Problem description:
Nothing should be dropped or changed: copy every line of the listing.
[Start of Attachment]
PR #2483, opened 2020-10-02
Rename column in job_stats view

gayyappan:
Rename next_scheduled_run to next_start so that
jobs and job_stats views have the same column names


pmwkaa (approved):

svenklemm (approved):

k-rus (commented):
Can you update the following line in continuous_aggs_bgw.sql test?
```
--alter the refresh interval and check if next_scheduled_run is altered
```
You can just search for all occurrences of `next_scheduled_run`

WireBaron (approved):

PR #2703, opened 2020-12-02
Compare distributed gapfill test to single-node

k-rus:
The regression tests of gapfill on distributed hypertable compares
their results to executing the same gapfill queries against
[End of Attachment]
Solution to this task:
PR #2483, opened 2020-10-02
Rename column in job_stats view

gayyappan:
Rename next_scheduled_run to next_start so that
jobs and job_stats views have the same column names


pmwkaa (approved):

svenklemm (approved):

k-rus (commented):
Can you update the following line in continuous_aggs_bgw.sql test?
```
--alter the refresh interval and check if next_scheduled_run is altered
```
You can just search for all occurrences of `next_scheduled_run`

WireBaron (approved):

PR #2703, opened 2020-12-02
Compare distributed gapfill test to single-node

k-rus:
The regression tests of gapfill on distributed hypertable compares
their results to executing the same gapfill queries against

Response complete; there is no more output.